Breaking Through the Glass Ceiling: Strategies for Female Executives

Breaking Through the Glass Ceiling: Strategies for Female Executives was originally published on Ivy Exec.

From 2015 to 2021, the number of women in executive positions across all sectors grew from 27.1 to 31.7 percent.

However, we are still a ways off from gender parity, as women comprise 47.4 percent of the American workforce. What’s more, women make up only 42.1 percent of managerial roles. 

Wiley also reports that women hold only 23 percent of C-Suite leadership roles. 

Why does it matter if women are in executive-level positions? 

For one, women are effective leaders. During COVID, for instance, female leaders were more empathetic and willing to listen, more likely to be transformational leaders, and more likely to make tough calls, like issuing stay-at-home orders, Wiley says. 

What’s more, women in high-paying executive roles may positively influence the gender pay gap.

“Achieving a more even gender balance at the highest-paid levels could have an impact on the gender pay gap. 

According to the Bureau of Labor Statistics, women in the U.S. made 82.3 cents for every dollar paid to a man in 2020, a figure that rose by just 1.3 cents over the previous 15 years,” explained Chris Gilligan for U.S. News & World Report

Several factors keep women from breaking through the glass ceiling into high-level executive roles. 

As INSEAD Business School told Ivy Exec, some hiring managers “might say that a female candidate does not have the right management style, but sometimes the issue is just that people aren’t used to a woman in the role. Second-generation bias causes many people to believe a woman is being abrasive or bossy when she behaves like a manager.”

As difficult as it is for professionals of any gender to secure executive roles, women must also struggle to break through the glass ceiling. If you envision an executive role in your future, how can you ensure your success?


👩‍💼 Seek employment at companies that support women.

It may be more difficult to land a leadership role at an organization that doesn’t already employ many female leaders.

Companies without women in leadership may not have effective recruitment and retention practices, or they may participate in “glass cliff” hiring, where women are hired in times of crisis but are not given resources to be successful. 

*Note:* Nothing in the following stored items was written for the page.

PR #3087, opened 2026-01-16
[BUG]: have an option to set org level forking policy

lee2sh:
Resolves [#ISSUE_NUMBER](https://github.com/integrations/terraform-provider-github/issues/3088)

----

### Before the change?

When managing a repository in an organization that has disabled forking, setting allow_forking on the github_repository resource would cause API errors (HTTP 422) because the GitHub API rejects the allow_forking parameter when the organization doesn't permit forking.

- 

### After the change?

Added a new org_allow_forking attribute (defaults to true) that controls whether the allow_forking setting is sent to the Github API. When `org_allow_forking` = `false`, the provider skips sending allow_forking to the API, preventing errors for organizations that have disabled forking

- 

### Pull request checklist

- [X ] Tests for the changes have been added (for bug fixes / features)

- [ ] Yes
- [ ] No

----

### DIFF
--- a/github/config.go
+++ b/github/config.go
@@ -134,6 +134,14 @@ func (c *Config) ConfigureOwner(owner *Owner) (*Owner, error) {
 			if remoteOrg != nil {
 				owner.id = remoteOrg.GetID()
 				owner.IsOrganization = true
+				// MembersCannotForkPrivateRepos is intentionally inverted from the API's
+				// MembersCanForkPrivateRepos field. This ensures the default zero value (false)
+				// means "no restriction" which is correct for:
+				// - Personal accounts (non-org): forking is always allowed, no org policy applies
+				// - Organizations that allow forking: MembersCanForkPrivateRepos=true → inverted to false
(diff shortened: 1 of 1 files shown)


stevehipwell (changes requested):
I don't think the PR is necessary, nor do I think the UX works.

FYI #3094 fixes this issue as it's just an implementation bug.

lee2sh:
> I don't think the PR is necessary, nor do I think the UX works.
> 
> FYI #3094 fixes this issue as it's just an implementation bug.

The PR has an edge case. If a user explicitly sets `allow_forking` (true or false) on an organization that has disabled private repo forking, they'll likely still get a 422 error. The GetOk() fix only handles the case where `allow_forking` is unset. I believe with this approach, it would proactively respect org settings by omitting the field from the request entirely.

stevehipwell:
@lee2sh the GitHub API and therefore this provider are full of edge cases. This PR just moves the edges around without fixing the source of the issue. An actual improvement would be to lookup the org settings as a data source but the API doesn't exist.

lee2sh:
gotcha makes sense. will close the PR.

PR #3094, opened 2026-01-19
chore: Fix repo allow forking

### LINKED ISSUE #3088: [BUG]: allow_forking option breaks repo creation when the org doesn't allow forking
### Expected Behavior

The repository should be created normally.

### Actual Behavior

I'm getting 422 error when I try to create a repository because my org doesn't allow forking (forking disabled), but it sends the request with `allow_forking` option regardless.

### Terraform Version

opentofu version 1.11.0

### Affected Resource(s)

- github repository

```hcl

```

### Steps to Reproduce

Disable forking at the org level and try to create a repository using the latest github provider

### Debug Output

```shell

```

### Panic Output

```shell

```

### Code of Conduct

stevehipwell:
Resolves #3088

----

### Before the change?

- The `github_repository` resource incorrectly sends `AllowForking` even when not set.

### After the change?

- The `github_repository` resource only sends `AllowForking` when not set.

### Pull request checklist

- [ ] Yes
- [x] No

----

### DIFF
--- a/github/resource_github_repository.go
+++ b/github/resource_github_repository.go
@@ -634,9 +634,10 @@ func resourceGithubRepositoryObject(d *schema.ResourceData) *github.Repository {
 	}
 
 	// only configure allow forking if repository is not public
-	allowForking, ok := d.Get("allow_forking").(bool)
-	if ok && visibility != "public" {
-		repository.AllowForking = github.Ptr(allowForking)
+	if allowForking, ok := d.GetOk("allow_forking"); ok && visibility != "public" {
+		if val, ok := allowForking.(bool); ok {
+			repository.AllowForking = github.Ptr(val)
+		}
 	}
 
 	return repository
--- a/github/resource_github_repository_test.go
+++ b/github/resource_github_repository_test.go
@@ -571,7 +571,7 @@ func TestAccGithubRepository(t *testing.T) {
 
 	t.Run("create_private_with_forking", func(t *testing.T) {
 		randomID := acctest.RandStringFromCharSet(5, acctest.CharSetAlphaNum)
-		repoName := fmt.Sprintf("%svisibility-%s", testResourcePrefix, randomID)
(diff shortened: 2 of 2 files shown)


deiga:
@stevehipwell is the secret drift in here accidentally?

github/resource_github_repository.go
```diff
@@ -634,9 +634,8 @@ func resourceGithubRepositoryObject(d *schema.ResourceData) *github.Repository {
 	}
 
 	// only configure allow forking if repository is not public
-	allowForking, ok := d.Get("allow_forking").(bool)
-	if ok && visibility != "public" {
-		repository.AllowForking = github.Ptr(allowForking)
+	if allowForking, ok := d.GetOk("allow_forking"); ok && visibility != "public" {
+		repository.AllowForking = github.Ptr(allowForking.(bool))
```
deiga: nit: I don't like this pattern. Inlining the check for `ok` I can somewhat live with, but having to parse a condition and the actual action isn't IMO great readability. 

Could the if be separated again?

stevehipwell: This is the correct pattern for checking if a field is set, it blocks the variable leaking out of the scope.

I've actually just updated my prefered pattern to also check the conversion as I think we should always do that even though the type is in the schema.

The alternative to the pattern above would be this where the visibility check gets its own line.

```go
	if allowForking, ok := d.GetOk("allow_forking"); ok {
		if visibility != "public {
			if val, ok := allowForking.(bool); ok {
				repository.AllowForking = github.Ptr(val.(bool))
			}
		}
	}
```

stevehipwell: Actually we could swap the check order.

```go
	if visibility != "public {
		if allowForking, ok := d.GetOk("allow_forking"); ok {
			if val, ok := allowForking.(bool); ok {
				repository.AllowForking = github.Ptr(val.(bool))
			}
		}
	}
```

PR #3095, opened 2026-01-19
feat: add excluded_members support to team settings

### LINKED ISSUE #1972: [FEAT]: Exclude list for Team Code Review settings

janeklb:
Implements support for excluding specific team members from PR review assignments.

Resolves #1972

## Changes:
- Add `excluded_members` field to `review_request_delegation`
  - values are GitHub usernames
  - provider resolves usernames to node IDs in one GraphQL request
- Use the generated GraphQL mutation input to send excluded team member IDs
- Preserve the configured exclusion list in Terraform state because the GitHub Team query does not expose it
- Add acceptance coverage
- Update documentation with the new field

## Usage:
```hcl
resource "github_team_settings" "example" {
  team_id = github_team.example.id
  review_request_delegation {
    algorithm = "ROUND_ROBIN"
    member_count = 2
    excluded_members = ["octocat"]
  }
}
```


github/resource_github_team_settings.go
```diff
@@ -151,6 +159,9 @@ func resourceGithubTeamSettingsRead(d *schema.ResourceData, meta any) error {
 			return err
 		}
 	}
+	// NOTE: The exclusion list is not available via the GraphQL read query yet.
+	// The excluded_team_member_node_ids field can be set but cannot be read back from the GitHub API.
+	// This is because the GraphQL API for team review assignments is currently in preview.
```
janeklb: This comment (alongside the rest of this PR) was generated by copilot. I instructed copilot to take inspiration from https://github.com/integrations/terraform-provider-github/pull/1965/changes so maybe that's why it added it.

github/resource_github_team_settings.go
```diff
@@ -83,6 +105,14 @@ func resourceGithubTeamSettings() *schema.Resource {
 							Default:     false,
 							Description: "whether to notify the entire team when at least one member is also assigned to the pull request.",
 						},
+						"excluded_team_members": {
```
stevehipwell: We're in the context of a team, so I'm not sure why we need team in this name?

github/resource_github_team_settings.go
```diff
@@ -177,12 +210,27 @@ func resourceGithubTeamSettingsUpdate(d *schema.ResourceData, meta any) error {
 				} `graphql:"updateTeamReviewAssignment(input:$input)"`
 			}
 
+			exclusionList := make([]githubv4.ID, 0)
+			if excludedMembers, ok := settings["excluded_team_members"]; ok && excludedMembers != nil {
+				for _, v := range excludedMembers.(*schema.Set).List() {
+					if v != nil {
+						username := v.(string)
+						nodeId, err := getUserNodeId(ctx, meta, username)
```
stevehipwell: This is an expensive operation that you're calling repeatedly, have you looked at making this require fewer API calls?

stevehipwell (changes requested):
@janeklb based on your comment am I correct in thinking that Copilot created this whole PR for you? Are you a subject matter expert in Terraform or the GitHub API?

github/resource_github_team_settings.go
janeklb: Fair -- would you suggest `excluded_members`?

github/resource_github_team_settings.go
janeklb: I haven't looked into it but it did cross my mind to see if there's a "batch" endpoint that accepts a list of usernames instead of going one by one. I will check it out

janeklb:
> @janeklb based on your comment am I correct in thinking that Copilot created this whole PR for you? Are you a subject matter expert in Terraform or the GitHub API?

Correct -- I am not an sme in these areas. I've been wanting this feature so I tried the "code with copilot" button and iterated on the solution a little bit.

github/resource_github_team_settings.go
janeklb: done

github/resource_github_team_settings.go
janeklb: updated -- please take a look

stevehipwell:
@janeklb I don't think we can take this PR while there isn't a way to query the current state, that fundamentally breaks how Terraform works.

janeklb:
> @janeklb I don't think we can take this PR while there isn't a way to query the current state, that fundamentally breaks how Terraform works.

Totally fair

PR #3100, opened 2026-01-20
fix: Restrict allow_forking to org-owned repositories only

### LINKED ISSUE #3088: [BUG]: allow_forking option breaks repo creation when the org doesn't allow forking

smur89:
The allow_forking field should only be set for org-owned repositories.

GitHub API returns 422 error when this field is included in requests for private user-owned repositories.

Resolves #3088

----

### Before the change?

Screenshot 2026-01-20 at 18 27 22

### After the change?

- 

### Pull request checklist

- [ ] Yes
- [ ] No

----

### DIFF
--- a/github/resource_github_repository.go
+++ b/github/resource_github_repository.go
@@ -586,7 +586,7 @@ func calculateSecurityAndAnalysis(d *schema.ResourceData) *github.SecurityAndAna
 	return &securityAndAnalysis
 }
 
-func resourceGithubRepositoryObject(d *schema.ResourceData) *github.Repository {
+func resourceGithubRepositoryObject(d *schema.ResourceData, meta any) *github.Repository {
 	visibility := calculateVisibility(d)
 
 	repository := &github.Repository{
@@ -633,8 +633,9 @@ func resourceGithubRepositoryObject(d *schema.ResourceData) *github.Repository {
 		}
 	}
 
-	// only configure allow forking if repository is not public
-	if allowForking, ok := d.GetOk("allow_forking"); ok && visibility != "public" {
+	// only configure allow forking if repository is org-owned and not public
+	// allow_forking can only be changed on org-owned repositories
+	if allowForking, ok := d.GetOk("allow_forking"); ok && visibility != "public" && meta.(*Owner).IsOrganization {
 		if val, ok := allowForking.(bool); ok {
 			repository.AllowForking = github.Ptr(val)
 		}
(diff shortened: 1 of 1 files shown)


stevehipwell:
@smur89 #3088 is already fixed by #3094.

smur89:
> @smur89 #3088 is already fixed by #3094.

@stevehipwell that fix is not handling private user-owned repositories, which is the issue I ran in to

stevehipwell:
@smur I'm not sure how it's not handling user-owned repositories given that if you don't set the new `allow_forking` attribute it's a no-op over previous versions?

If this is broken for you then please open a new issue with the full details.

pasdam:
I'm not sure it's related, I'm just reporting it here in case it helps others: I'm using the version `6.10.2` and I was getting the same error while setting `allow_auto_merge = true` on my own private repo, not part of any org, and I wasn't setting any forking config.

That feature is not available for private repos, so setting that to `false` solved the issue for me.

I guess the error was coming directly from Github, but it was misleading.

stevehipwell:
@pasdam the `allow_forking` implementation is correct as of the `v6.11.1` release and the [documentation](https://registry.terraform.io/providers/integrations/github/latest/docs/resources/repository#allow_forking-1) covers the fact that this is for organization repositories.

pasdam:
Sorry, I guess I wasn't clear: I was just suggesting that in my case the error was not related to `allow_forking`, which I wasn't using at all, event though the message was pointing me in that direction, but rather the fact I was using `allow_auto_merge = true` on a private personal repo, which is not allowed.

The error is misleading, and I guess it's coming from GitHub API directly, not from the terraform provider, but I might be wrong about that. Anyway if I find the time I'll test the latest version to see if that fixes my issue as well.

I was just posting here in case some other folks would come here having the same issue I was facing.

stevehipwell:
@pasdam as you didn't provide an example of what you were seeing or how it related to forking I don't see how you're adding any value here? Also you're not on the latest version, or the version that fixes `allow_forking`, so your comment is at best stale.

PR #3110, opened 2026-01-22
[FEAT]: Add Support for GitHub Enterprise Rulesets

### LINKED ISSUE #2666: [FEAT]: Add Support for GitHub Enterprise Rulesets
### Describe the need

Currently, the Terraform GitHub provider supports [organization rulesets](https://registry.terraform.io/providers/integrations/github/latest/docs/resources/organization_ruleset) and [repository rulesets](https://registry.terraform.io/providers/integrations/github/latest/docs/resources/repository_ruleset). However, there is no support for rulesets at the enterprise level which GitHub supports on its UI (if you're on the Enterprise plan).

More information around rulesets:
- [About rulesets](https://docs.github.com/en/enterprise-cloud@latest/repositories/configuring-branches-and-merges-in-your-repository/managing-rulesets/about-rulesets)
- [Managing code rulesets for repositories in your enterprise](https://docs.github.com/en/enterprise-cloud@latest/admin/enforcing-policies/enforcing-policies-for-your-enterprise/managing-policies-for-code-governance)

### SDK Version

_No response_

### API Version

_No response_

### Relevant log output

```shell

```

### Code of Conduct

Ravio1i:
Resolves #2666

----

### Before the change?

No possibility to create or fetch [rulesets](https://docs.github.com/en/enterprise-cloud@latest/rest/repos/rules) at enterprise level

### After the change?

- Create rulesets with resource
- Fetch rulesets with datasource

### Pull request checklist

- [ ] Yes
- [x] No

### Notes 

- Tested with own GitHub Enterprise Cloud Instance 
- Currently there is a race condition in the test `testAccGithubEnterpriseRuleset_required_workflows`: `Error running post-test destroy, there may be dangling resources for `vulnerability-alerts`. The test still works but the vulnerabtily alert seems to be not finished in time. Happy to hear feedback about this
----


github/resource_github_enterprise_ruleset.go
```diff
@@ -0,0 +1,860 @@
...
+	"github.com/hashicorp/terraform-plugin-sdk/v2/helper/validation"
+)
+
+func resourceGithubEnterpriseRuleset() *schema.Resource {
+	return &schema.Resource{
+		CreateContext: resourceGithubEnterpriseRulesetCreate,
+		ReadContext:   resourceGithubEnterpriseRulesetRead,
+		UpdateContext: resourceGithubEnterpriseRulesetUpdate,
+		DeleteContext: resourceGithubEnterpriseRulesetDelete,
+
```
deiga, line 46: Please add `Importer` functionality :)

github/resource_github_enterprise_ruleset.go
```diff
@@ -0,0 +1,860 @@
...
+		SchemaVersion: 1,
+
```
deiga, line 48: Please add a top-level `Description`

github/resource_github_enterprise_ruleset.go
```diff
@@ -0,0 +1,860 @@
...
+)
+
+func resourceGithubEnterpriseRuleset() *schema.Resource {
+	return &schema.Resource{
+		CreateContext: resourceGithubEnterpriseRulesetCreate,
+		ReadContext:   resourceGithubEnterpriseRulesetRead,
+		UpdateContext: resourceGithubEnterpriseRulesetUpdate,
+		DeleteContext: resourceGithubEnterpriseRulesetDelete,
+
+		SchemaVersion: 1,
```
deiga: Please don't set `SchemaVersion` until there is a need for migrating the Schema
```suggestion
```

github/resource_github_enterprise_ruleset.go
```diff
@@ -0,0 +1,860 @@
...
+						"actor_id": {
+							Type:        schema.TypeInt,
+							Optional:    true,
+							Default:     nil,
+							Description: "The ID of the actor that can bypass a ruleset. When `actor_type` is `OrganizationAdmin`, this should be set to `1`. Some resources such as DeployKey do not have an ID and this should be omitted.",
+						},
+						"actor_type": {
+							Type:         schema.TypeString,
+							Required:     true,
+							ValidateFunc: validation.StringInSlice([]string{"Integration", "OrganizationAdmin", "RepositoryRole", "Team", "DeployKey"}, false),
```
deiga: issue: This seems to be missing some types. From API docs: Integration, OrganizationAdmin, RepositoryRole, Team, DeployKey, EnterpriseOwner

github/resource_github_enterprise_ruleset.go
```diff
@@ -0,0 +1,860 @@
...
+							Description:  "The type of actor that can bypass a ruleset. See https://docs.github.com/en/rest/orgs/rules for more information",
```
deiga: issue: The link should target correct docs for Enterprise rules

github/resource_github_enterprise_ruleset.go
```diff
@@ -0,0 +1,860 @@
...
+								},
+							},
+						},
+						"repository_name": {
+							Type:         schema.TypeList,
+							Optional:     true,
+							MaxItems:     1,
+							Description:  "Conditions for repository names that the ruleset targets. Conflicts with `repository_id`.",
+							ExactlyOneOf: []string{"conditions.0.repository_id"},
+							AtLeastOneOf: []string{"conditions.0.repository_id"},
```
deiga: Using `ExactlyOneOf` and/or `AtLeastOneOf` would make these fields required, but there are other options as well.
```suggestion
							ConflictsWith: []string{"conditions.0.repository_id"},
```

See API docs:
```
Conditions for an enterprise ruleset. The conditions object supports either of the following combinations: - organization_id and repository_name - organization_id and repository_property - organization_name and repository_name - organization_name and repository_property - organization_property and repository_name - organization_property and repository_property For branch and tag rulesets, the conditions object should also contain the ref_name property.
```

github/resource_github_enterprise_ruleset.go
```diff
@@ -0,0 +1,860 @@
...
+			"error":           err.Error(),
+		})
+		return diag.FromErr(err)
+	}
+
+	d.SetId(strconv.FormatInt(*ruleset.ID, 10))
+	_ = d.Set("ruleset_id", ruleset.ID)
+	_ = d.Set("node_id", ruleset.GetNodeID())
+	_ = d.Set("etag", resp.Header.Get("ETag"))
+
```
deiga: Please handle any errors that come from here

github/resource_github_enterprise_ruleset.go
```diff
@@ -0,0 +1,860 @@
...
+	_ = d.Set("ruleset_id", ruleset.ID)
+	_ = d.Set("name", ruleset.Name)
+	_ = d.Set("target", ruleset.GetTarget())
+	_ = d.Set("enforcement", ruleset.Enforcement)
+	_ = d.Set("bypass_actors", flattenBypassActors(ruleset.BypassActors))
+	_ = d.Set("conditions", flattenConditions(ruleset.GetConditions(), true))
+	_ = d.Set("rules", flattenRules(ruleset.Rules, true))
+	_ = d.Set("node_id", ruleset.GetNodeID())
+	_ = d.Set("etag", resp.Header.Get("ETag"))
```
deiga: Please handle any errors from these

github/resource_github_enterprise_ruleset.go
```diff
@@ -0,0 +1,860 @@
...
+	if err != nil {
+		tflog.Error(ctx, fmt.Sprintf("Could not convert ruleset ID '%s' to int64", d.Id()), map[string]any{
+			"enterprise_slug": enterpriseSlug,
+			"ruleset_id":      d.Id(),
+			"error":           err.Error(),
+		})
+		return diag.FromErr(unconvertibleIdErr(d.Id(), err))
+	}
+
+	tflog.Debug(ctx, fmt.Sprintf("Updating enterprise ruleset: %s/%d", enterpriseSlug, rulesetID), map[string]any{
```
deiga: Please don't use `fmt.Sprintf` inside `tflog` calls

github/resource_github_enterprise_ruleset_test.go
```diff
@@ -0,0 +1,750 @@
...
+		}
+		`
+	config := fmt.Sprintf(rulesetHCL, testAccConf.enterpriseSlug, rulesetName)
+
+	check := resource.ComposeTestCheckFunc(
+		resource.TestCheckResourceAttr("github_enterprise_ruleset.test", "enterprise_slug", testAccConf.enterpriseSlug),
+		resource.TestCheckResourceAttr("github_enterprise_ruleset.test", "name", rulesetName),
+		resource.TestCheckResourceAttr("github_enterprise_ruleset.test", "target", "branch"),
+		resource.TestCheckResourceAttr("github_enterprise_ruleset.test", "enforcement", "active"),
+	)
```
deiga: Please inline this

deiga (changes requested):
Initial pass. Not a complete review.

Please see if there are other parts of the PR where my comments might be applicable :)

deiga:
You're doing good work!

I'm wondering if there are patterns from https://github.com/integrations/terraform-provider-github/pull/2958 you should be copying here (for example the conditions and rules validation)

Ravio1i:
> You're doing good work!

Thanks! although I wasted a lot of time today being utterly confused of what is actually implemented and exposed in the API/golang sdk. E.g there are parts in the go sdk, which indicate that a ruleset can use the new `repository_properties`, `organization_properties` or  `merge_queue`, but the actual API of the Enterprise Cloud is not supporting it 🔥 

> I'm wondering if there are patterns from #2958 you should be copying here (for example the conditions and rules validation)

I can check it out and see if I can adjust it !

> https://github.com/integrations/terraform-provider-github/pull/3110#discussion_r2717489689

For the importer feature: I left it out intentionally as I was under the impression it is a feature used only in UI. Not sure who actually would use it with terraform/tofu to import json in hcl.

Ravio1i:
> I'm wondering if there are patterns from #2958 you should be copying here (for example the conditions and rules validation)

Similar to the the `CustomizeDiff` in  #2958 I've added the `util_ruleset_enterprise_validation.go` to validate that:
-  `ref_name` is required for branch/tag, but forbidden for push/repository
  - creation, deletion, update, required_linear_history, required_signatures, pull_request, required_status_checks,       
  non_fast_forward, commit_message_pattern, commit_author_email_pattern, committer_email_pattern, branch_name_pattern,    
  tag_name_pattern, required_workflows, required_code_scanning, copilot_code_review rules are only valid for branch/tag   
  targets                                                                                                                 
  - file_path_restriction, max_file_size, max_file_path_length, file_extension_restriction rules are only valid for push  
  target                                                                                                                  
  - repository_creation, repository_deletion, repository_transfer, repository_name, repository_visibility rules are only  
  valid for repository target

deiga:
The Importer is functionality to enable `terraform import` or the `import` block inside the config, so that existing resources can be added to state

Ravio1i:
> The Importer is functionality to enable `terraform import` or the `import` block inside the config, so that existing resources can be added to state

Oh nevermind, yes that I will most definitely add! 

I thought you were referring to the importer functionality in GitHub rulesets. Oops

github/resource_github_enterprise_ruleset.go
Ravio1i: Added in https://github.com/integrations/terraform-provider-github/pull/3110/changes/7dd2b1310302147dd8a21f7264def74ab2e087d0

Ravio1i:
> The Importer is functionality to enable `terraform import` or the `import` block inside the config, so that existing resources can be added to state

https://github.com/integrations/terraform-provider-github/pull/3110/changes/7dd2b1310302147dd8a21f7264def74ab2e087d0

Added the importer functionality + test

```bash
TF_CLI_CONFIG_FILE=../dev.tfrc terraform import github_enterprise_ruleset.imported siemens:440187
github_enterprise_ruleset.imported: Importing from ID "siemens:440187"...
github_enterprise_ruleset.imported: Import prepared!
  Prepared github_enterprise_ruleset for import
github_enterprise_ruleset.imported: Refreshing state... [id=440187]

Import successful!
```

github/resource_github_enterprise_ruleset.go
```diff
@@ -0,0 +1,1002 @@
...
+			"name": {
+				Type:         schema.TypeString,
+				Required:     true,
+				ValidateFunc: validation.StringLenBetween(1, 100),
+				Description:  "The name of the ruleset.",
+			},
+			"target": {
+				Type:         schema.TypeString,
+				Required:     true,
+				ValidateFunc: validation.StringInSlice([]string{"branch", "tag", "push", "repository"}, false),
```
deiga: Please use `github.RulesetTarget` types instead of strings

github/resource_github_enterprise_ruleset.go
```diff
@@ -0,0 +1,1002 @@
...
+										Optional:    true,
+										Description: "Array of ref names or patterns to exclude. The condition will not pass if any of these patterns match.",
+										Elem: &schema.Schema{
+											Type: schema.TypeString,
+										},
+									},
+								},
+							},
+						},
+						"repository_name": {
```
deiga, line 284: Please add `repository_property` while you're at this

github/resource_github_enterprise_ruleset.go
```diff
@@ -0,0 +1,1002 @@
...
+			"enterprise_slug": enterpriseSlug,
+			"ruleset_id":      d.Id(),
+			"error":           err.Error(),
+		})
+		return diag.FromErr(unconvertibleIdErr(d.Id(), err))
+	}
+
+	if !d.IsNewResource() {
+		ctx = context.WithValue(ctx, ctxEtag, d.Get("etag").(string))
+	}
```
deiga, line 869:
```suggestion
```

github/resource_github_enterprise_ruleset.go
```diff
@@ -0,0 +1,1002 @@
...
+
+	_, err = client.Enterprise.DeleteRepositoryRuleset(ctx, enterpriseSlug, rulesetID)
+	if err != nil {
+		tflog.Error(ctx, "Failed to delete enterprise ruleset", map[string]any{
+			"enterprise_slug": enterpriseSlug,
+			"ruleset_id":      rulesetID,
+			"error":           err.Error(),
+		})
+		return diag.FromErr(err)
+	}
```
deiga: Add handling of 404

github/resource_github_enterprise_ruleset.go
```diff
@@ -0,0 +1,1002 @@
...
+	tflog.Info(ctx, "Deleted enterprise ruleset", map[string]any{
+		"enterprise_slug": enterpriseSlug,
+		"ruleset_id":      rulesetID,
+	})
+
+	return nil
+}
+
+func resourceGithubEnterpriseRulesetImport(ctx context.Context, d *schema.ResourceData, meta any) ([]*schema.ResourceData, error) {
+	enterpriseSlug, rulesetIDStr, err := parseTwoPartID(d.Id(), "enterprise_slug", "ruleset_id")
```
deiga:
```suggestion
	enterpriseSlug, rulesetIDStr, err := parseID2(d.Id())
```

github/resource_github_enterprise_ruleset.go
```diff
@@ -0,0 +1,1002 @@
...
+	if err != nil {
+		return []*schema.ResourceData{d}, err
```
deiga: Don't return data on error
```suggestion
		return nil, err
```

deiga: Add error message giving example of import ID

github/resource_github_enterprise_ruleset.go
```diff
@@ -0,0 +1,1002 @@
...
+		"enterprise_slug": enterpriseSlug,
+		"ruleset_id":      rulesetID,
+	})
+
+	client := meta.(*Owner).v3client
+
+	ruleset, _, err := client.Enterprise.GetRepositoryRuleset(ctx, enterpriseSlug, rulesetID)
+	if ruleset == nil || err != nil {
+		return []*schema.ResourceData{d}, err
+	}
```
deiga: `Read` will be called right after `Import`
```suggestion
```

deiga (changes requested):

github/util_ruleset_validation.go
```diff
@@ -173,9 +173,12 @@ func validateConditionsFieldForBranchAndTagTargets(ctx context.Context, target g
...
 	if isOrg {
-		if (conditions["repository_name"] == nil || len(conditions["repository_name"].([]any)) == 0) && (conditions["repository_id"] == nil || len(conditions["repository_id"].([]any)) == 0) {
-			tflog.Debug(ctx, fmt.Sprintf("Missing repository_name or repository_id for %s target", target), map[string]any{"target": target})
-			return fmt.Errorf("either repository_name or repository_id must be set for %s target", target)
+		hasRepoName := conditions["repository_name"] != nil && len(conditions["repository_name"].([]any)) != 0
+		hasRepoID := conditions["repository_id"] != nil && len(conditions["repository_id"].([]any)) != 0
+		hasRepoProp := conditions["repository_property"] != nil && len(conditions["repository_property"].([]any)) != 0
+		if !hasRepoName && !hasRepoID && !hasRepoProp {
+			tflog.Debug(ctx, fmt.Sprintf("Missing repository_name, repository_id, or repository_property for %s target", target), map[string]any{"target": target})
+			return fmt.Errorf("either repository_name, repository_id, or repository_property must be set for %s target", target)
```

When researching organizations to work for, women can explore Ledbetter, an online platform that shares information about “equality in leadership.” 

Another reason women are less able to move into executive roles is that oftentimes, they are responsible for more domestic responsibilities than their male partners. Specifically, women may choose less intense jobs if they have children. 

So, women with children should look for companies that support them. 

“Employers can show allyship by offering childcare assistance, flexible family leaves policies, and other policies designed to give women the freedom they need to both achieve proper work-life balance and successfully advance their career paths. Making these investments can also help employers retain talent and stem the increased turnover rates caused by the ongoing COVID-19 pandemic,” Wiley suggests.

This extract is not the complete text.